▶ Task requirements: Copy the lines exactly as they appear, starting with the first line of the records and ending with the line that contains "LGTM. Thanks!".
*** Begin section ***
PR #1005, opened 2021-07-16
Fix some typos in readme

Yagua:
fixed some typing errors in the repository readme.


tjdevries:
In general, we use `builtin` because that's how we import and use the files -- I don't thin we'll change it to the other way.

Also, `filesystem` is an acceptable spelling I think, so we'll probably leave that. If you remove those changes, I think I can merge. Thanks!

PR #1006, opened 2021-07-16
fix: error from hopping faster than buffer preview

fdschmidt93:
This got swept under the rug from closing #965 and turning it into a telescope extension :sweat_smile:


tjdevries:
LGTM! Thanks :)

PR #1007, opened 2021-07-17
Add ^ and $ to characters handled by regex escape

dimfeld:
This lets you use live grep to search for strings containing ^ or $. Thanks!


elianiva:
LGTM. Thanks! 

FWIW the `^` doesn't seem to get highlighted while the `$` does, but that has nothing to do with this PR, just letting people know :)

PR #3416, opened 2025-02-15
feat(builtin.treesitter) send user message if no symbols found.

xieyonn:
# Description

- Remove redundant empty check in `builtin.treesitter`.
- Send user a `INFO` message if found no symbols, just like how other builtin pickers works.

## Type of change

Please delete options that are not relevant.

- Bug fix (non-breaking change which fixes an issue)

# How Has This Been Tested?

- [x]  Manual testing - open a empty file and open ":Telescope treesitter"
- [x]  Manual testing - open example file `a.lua` and open ":Telescope treesitter"
a.lua 
```
var a = {}
```

**Configuration**:
* Neovim version (nvim --version):
NVIM v0.10.4
Build type: Release
LuaJIT 2.1.171348406
* Operating system and version:
Debian 12 

# Checklist:

- [x] My code follows the style guidelines of this project (stylua)
- [x] I have performed a self-review of my own code
- [x] I have commented my code, particularly in hard-to-understand areas
- [x] I have made corresponding changes to the documentation (lua annotations)

PR #3449, opened 2025-04-17
fix(builtin.treesitter) Force eval treesitter

juliancoffee:
# Description
I'm not sure if that's the best way to go about it, but that's the solution I came up with.

Fixes two problems.
- `treesitter` locals aren't populated until it's executed for highlighting, indents, etc, so if you disable highlighting for a particular language (or all of them), it will return no symbols. I worked around this by forcing `parser:parse()`. If performance is unacceptable, we could make it an option, but for me, it worked well.
- Some files for some languages simply don't return any definitions at all, and Treesitter silently ignores them.
This PR displays them as errors. #3416 does something very similar, but because I needed both fixes for my fork, I include it as well 😅 

## Type of change

# How Has This Been Tested?

- [x] Test A
I've tested it Rust file while disabling treesitter highlighting.
Returns nothing before this PR, after this PR returns symbols as expected.
- [x] Test B
Tested on my own config files, which don't have any symbols that the Lua parser recognised as locals.
```lua
return {
  'example',
}
```

**Configuration**:
```
NVIM v0.11.0
Build type: Release
LuaJIT 2.1.1744318430
```

```
Darwin Kernel Version 24.3.0: Thu Jan  2 20:23:36 PST 2025
```

# Checklist:


juliancoffee:
https://github.com/nvim-treesitter/nvim-treesitter/issues/7827

Ok, so I was told in treesitter repo that this is basically what we should do, and that parsing for already parsed file would be a no-op.

clason:
superseded by #3566 (but thanks!)

PR #3473, opened 2025-05-23
fix(health): Update deprecated vim.validate usage

omrisarig13:
# Description

The vim.validate function has been changed, keeping the old implementation available for now, but deprecated, and therefore generates warnings when running checkhealth.

Update the usage of vim.validate across the whole project, to use the new API.

## Type of change

# How Has This Been Tested?

Re-run `checkhealth vim.deprecated` after change, and ensured that `vim.validate` is no longer a problem.

**Configuration**:
* Neovim version (nvim --version): NVIM v0.11.0, Build type: RelWithDebInfo, LuaJIT 2.1.1741730670
* Operating system and version: TUXEDO OS 24.04 (linux 6.11.0)

# Checklist:

### DIFF
--- a/lua/telescope/actions/utils.lua
+++ b/lua/telescope/actions/utils.lua
@@ -35,9 +35,7 @@ local utils = {}
 ---@param prompt_bufnr number: The prompt bufnr
 ---@param f function: Function to map onto entries of picker that takes (entry, index, row) as viable arguments
 function utils.map_entries(prompt_bufnr, f)
-  vim.validate {
-    f = { f, "function" },
-  }
+  vim.validate("f", f, "function")
   local current_picker = action_state.get_current_picker(prompt_bufnr)
   local index = 1
   -- indices are 1-indexed, rows are 0-indexed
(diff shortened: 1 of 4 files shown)


clason:
This won't work; you'll need to introduce a compatibility shim to support both signatures.

(Or just live with the deprecation warnings; they're not harmful to users.)

omrisarig13:
@clason Thank you for looking at my pull request.

I did not know that the plugin should support several nvim versions in the past, and assumed that the new vim.validate has been around long enough (which I can now see was wrong).

I can create a compatibility shim, but as you write, it might be better to just keep the code as it is and ignore the errors, for simplicity.

What do you think is best?

I'll be happy to update the code to also support older versions, but if that seems unnecessary to you, we might as well close this pull request.

clason:
Honestly, as this plugin is on maintenance life support currently, I'd rather wait until something breaks and then aggressively update the baseline Neovim requirement, moving to newer API and removing deprecated calls. Right now, I'd say just papering over these warnings is not worth it.

omrisarig13:
Makes perfect sense, feel free to close this merge request, or keep open for future reference.

PR #3534, opened 2025-09-18
feat(lsp_jump_type): pass jump_type as a function

Blackmorse:
# Description

When calling LSP-Telescope functions (`lsp_definitions`, `lsp_references`, etc.), users may want to customize how the target buffer opens.

Currently:

 - With multiple results, customization is possible using the get_selection_window option:
```lua
require('telescope.builtin').lsp_definitions({
  get_selection_window = function() ... end,
})
```
 - With a single result, Telescope bypasses the picker and relies on jump_type, which only accepts string values (`tab`, `tab drop`, `split`, `vsplit`, `never`).
 - This makes customization in the single-result case very limited.

This PR extends `jump_type` to also accept a function.
When a function is provided, it will be executed instead of the predefined commands, giving users the same level of flexibility as in the multi-result case.

## Example use case

I want to choose the exact window in which a reference is opened when navigating with `lsp_definitions`.

Today: I can do this with a window-picker when multiple definitions are found.
Limitation: When only one definition is found, I have no such option.

With this PR, I can achieve it like so:

```lua
require('telescope.builtin').lsp_definitions(
    {
      get_selection_window = function()
        return require('window-picker').pick_window({ include_current_win = true });
      end,
      jump_type = function ()
        local window = require('window-picker').pick_window({ include_current_win = true, reuse_win = false });
        vim.api.nvim_set_current_win(window)
      end
    })
```

## Type of change

# How Has This Been Tested?

- [x] Manually tested with the configuration shown above.
- [x] Verified that behavior with multiple references remains unchanged
- [x] Verified that with a single reference, the provided function is executed (e.g. window-picker is triggered) and the reference opens in the selected window

**Configuration**:
* Neovim version (nvim --version): 0.11.2
* Operating system and version: MacOS

# Checklist:

### DIFF
--- a/doc/telescope.txt
+++ b/doc/telescope.txt
@@ -1558,7 +1558,9 @@ builtin.lsp_references({opts})            *telescope.builtin.lsp_references()*
                                           only one and the definition file is
                                           different from the current file,
                                           values: "tab", "tab drop", "split",
-                                          "vsplit", "never"
+                                          "vsplit", "never" or a function,
+					  which will be executed before the
+					  jump
         {show_line}            (boolean)  show results text (default: true)
         {trim_text}            (boolean)  trim results text (default: false)
         {file_encoding}        (string)   file encoding for the previewer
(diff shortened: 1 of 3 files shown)


Blackmorse:
Hi @jamestrew,

This is the second time I’m submitting this change, but I haven’t received any feedback yet. This feature is quite important for my workflow - I even maintain a personal fork of Telescope just to use it, and some of my own plugins depend on it.

However, I believe this feature is generic enough to benefit the wider community. I’d really appreciate any feedback or suggestions on this PR. I’m more than willing to make improvements or rework it as needed. If the decision is to reject it, I’d also appreciate understanding the reasoning behind that choice.

Thank you!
*** End section ***
▶ Output of the exercise:
PR #1005, opened 2021-07-16
Fix some typos in readme

Yagua:
fixed some typing errors in the repository readme.


tjdevries:
In general, we use `builtin` because that's how we import and use the files -- I don't thin we'll change it to the other way.

Also, `filesystem` is an acceptable spelling I think, so we'll probably leave that. If you remove those changes, I think I can merge. Thanks!

PR #1006, opened 2021-07-16
fix: error from hopping faster than buffer preview

fdschmidt93:
This got swept under the rug from closing #965 and turning it into a telescope extension :sweat_smile:


tjdevries:
LGTM! Thanks :)

PR #1007, opened 2021-07-17
Add ^ and $ to characters handled by regex escape

dimfeld:
This lets you use live grep to search for strings containing ^ or $. Thanks!


elianiva:
LGTM. Thanks! 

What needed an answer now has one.